Aos 459 anos, Itaquá tem metade da população em áreas irregulares

Estudo da própria prefeitura mostra que grande parte da população vive em zonas de vulnerabilidade social; situação expõe ao menos 16 mil famílias a riscos de inundações e deslizamentos de terra

Por Gabriel Dias / Fotos: Bruno Arib

Na data em que Itaquaquecetuba celebra seus 459 anos de fundação e 66 de emancipação político-administrativa, cerca de 250 mil famílias que vivem na cidade ainda estão em áreas irregulares. A informação, que é do secretário municipal de Habitação, Roberto Kimura, aponta que metade da população habita em zonas com algum tipo de vulnerabilidade social.
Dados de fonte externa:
PR #15540, opened 2024-01-24
[backend] change default compression for createrepo to gz

M0ses:
According to the documentation, the correct option for createrepo_c to compress also primary/filelists/other xml files with gz compression is `--general-compress-type=gz`

Taken from `createrepo_c --help`:

```
--general-compress-type=COMPRESSION_TYPE     Which compression type to use (even for primary, filelists and other xml).
```

### DIFF
--- a/dist/functions.setup-appliance.sh
+++ b/dist/functions.setup-appliance.sh
@@ -155,7 +155,8 @@ function get_hostname {
     done
     if [ -z "$FQHOSTNAME" -o "$FQHOSTNAME" = "localhost" ] && [ -x "$(command -v hostnamectl)" ];then
       FQHOSTNAME=`hostnamectl --static 2>/dev/null`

Dentro desta somatória existem cerca de 16 mil famílias e moradias que, segundo estudo de “contingenciamento” publicado em 2018, vivem em locais com grande potencial de desastres naturais, popularmente conhecidas como zonas de risco.

Dos 16 mil, 14 mil habitantes vivem em áreas com chances de fortes inundações. Esse é o caso da Vila Maria Augusta, onde famílias inteiras vivem com medo do Rio Tietê, que corta a frente de suas casas. “Toda vez que chove o rio sobe com a água até o pescoço”, contam moradores.

Além destes números, existem mais de mil moradias consideradas com alto nível de deslizamento de terra. Ao serem questionados se a prefeitura alguma vez implantou sistemas de alerta nos bairros, moradores dizem que não.

“A prefeitura nem aqui vem, muito menos o prefeito Mamoru [Nakashima, do PSDB]. Armando da Farmácia tem que voltar, só ele olha pela gente”, diz Jefferson Jesus, 32 anos, moradora da Maria Augusta.

EXTENSÃO – Na mira do estudo de áreas de risco estão alguns dos bairros: Maria Augusta, Vila Sônia, Marengo, Jardim Fiorelo, Cidade Kemel, Jardim Santa Helena, Jardim Guarani, Cidade Nova Louzada, Terra Prometida, Jardim Josely, Jardim Canaã e muitos outros.

“Enquanto Itaquá comemora seu aniversário, a gente aqui, do outro lado da cidade, chora por não ter onde morar e do pior que pode acontecer”, comenta Andressa Alves, moradora de área de risco na Vila Sônia.

SOLUÇÃO – Em todas as entrevistas, moradores das áreas consideradas de risco em Itaquá disseram que a prefeitura não apresenta planos de moradias, e por isso continuam nestes locais. Um dos lugares que poderia acolher a população é a Fazenda Albor, uma parceria do Governo do Estado com as cidades de Itaquaquecetuba, Arujá e Guarulhos.

O projeto, entretanto, passa por uma reavaliação do Estado, segundo o secretário de Itaquá, no entanto, sem previsão para acabar. “Na antiga gestão do secretário estadual de Habitação, Rodrigo Garcia, houve a PPP com projetos, no entanto, não progrediu. Já na atual gestão o projeto é revisto para ficar mais atrativo”, diz Kimura.

A GAZETA questionou o Estado, que não respondeu.

“Cidade realiza a regularização de áreas consideradas irregulares”

Roberto Kimura, secretário de Habitação

O QUE DIZ A PREFEITURA – Para Roberto Kimura, “a cidade realiza a regularização de áreas consideradas irregulares ao longo do município, no entanto, é um processo moroso, que depende de tempo”. A previsão, segundo o secertário, é que alguns núcleos irregulares sejam entregues com documentação aprovada entre o final de 2019 e o início de 2020.